I believe we all see ourselves as an underdog in some arena. We want to believe that those with privilege, opportunity, money, connections and the best education will not always come out on top. We instead believe there is room for hard work, self-education, sweat equity, ethics, a strong moral compass and showing up fully to do our best work. The strongest do not always come out on top and that demonstration each year in the NCAA tournaments reminds us we truly can strive to be what we want to be and our hope is real and the possibilities are endless even when people tell us that the odds are stacked against us or the mold does not look like we do.

So here we are, with our bracket busted and somehow OK with it. Thank you, Fairleigh Dickinson for helping us believe.
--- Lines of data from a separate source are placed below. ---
PR #372, opened 2020-04-17
Change streampositionrange constructor to use "to" and "length" parameters

joelhoisko:
With the use of `(from, length)` style consturctor we don't need to have exceptions dealing with comparing the old `(from, to)`, like that `to` is always greater than `from` etc.

Simplified example of the new range:
`StreamPositionRange(0, 1)` would return the first element
`StreamPositionRange(5, 1)` would return the 5th element
`StreamPositionRange(50, 100)` would return elements 50-149

Do note that this is not how the range functions usually work in some common programming languages, like in [C#](https://docs.microsoft.com/en-us/dotnet/api/system.range.-ctor?view=netcore-3.1#System_Range__ctor_System_Index_System_Index_) or [Python](https://docs.python.org/3/library/stdtypes.html#typesseq-range) as they use the common `(from, to)` style.

I also relined some of the really long statements, I'm not quite sure what's our/C# practice for formatting multi-line stuff so feedback is welcome.

┆Issue is synchronized with this [Asana task](https://app.asana.com/0/1140654762299587/1171734720050260)


Source/Events.Processing/Filters/RemoteFilterValidator.cs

Thank you Furman University for the reminder that miracles are just sometimes hard work and showing up! Remember, anyone can be a hero and realize dreams.

Participation: We all want to be a part of something bigger than ourselves. We yearn to be a part of and share in common horizons and experiences. We watch a team come together and move as one; connected by invisible threads that define offense and defense. ESPN alone had more than 20 million bracket entries this year. And note that after Princeton knocked out Arizona this year, only 35,000 were still holding the promise of perfection; 0.17 percent of the brackets still in the running. That number was less on all of the brackets on NCAA and Yahoo sites. Millions gather to complete a bracket and be a part of the game. A part of something bigger than themselves.

For perspective, in 2019 over 70 million brackets were completed and in 2018 President Biden received more than 81 million votes, in 2016 President Trump received 63 million votes and in 2012 President Obama received 66 million. I am not suggesting the NCAA Bracket run as a third party, simply that we can learn something about voter engagement from the sports arena and that basketball is a coming together that seems to be doing something right with its outreach and inclusion.

You do not need to be an expert to complete a bracket and have a chance to win your family, office, or sports site pool if you pick by color, name, coin toss or random selection. We are alongside millions of others participating. Many have heard me as I talk about community and remind individuals that we are biologically wired to be connected to one another. We seek out both community and connectedness.

Endurance: Post covid, we strive to hold on to the things that make sense. Two years ago, March Madness was a casualty of covid. Last year, efforts to hold the tradition in place while pandemic conditions still raged meant small crwods. This March, perhaps you can hear Dick Vitale: “We’re back, baybeeeee!”

The NCAA tournament seems to have examined itself and found a way to continue to be relevant and thrive post pandemic. My current work is about assessing with adaptive action techniques where we have been the last two years and noticing where barriers existed in order to remove them. Noticing what we have learned in order to improve the broken systems that surround us to fix some of our social problems and create the world we want to be in.

The endurance of this event and of the players show how you can keep running and working and passing even when we all realize the stamina it takes to be an athlete (and a student) at this level. You have to show up, do your best and know that with that best, you may win and if not, you go home. Then, as with adaptive practices, it is time to assess what is needed next and keep showing up to impact through your hard work, focus and actions.

I love the energy and enthusiasm and witness the connection. I love the reminder that there is always possiblity when we bring our best self. I value seeing systems that thrived pre-pandemic return in full force especially when that return is reflective of some self examination and analysis. I know we can thrive in many arenas and do the work to create the place we want to be.

Even when our proverbial brackets are “busted.”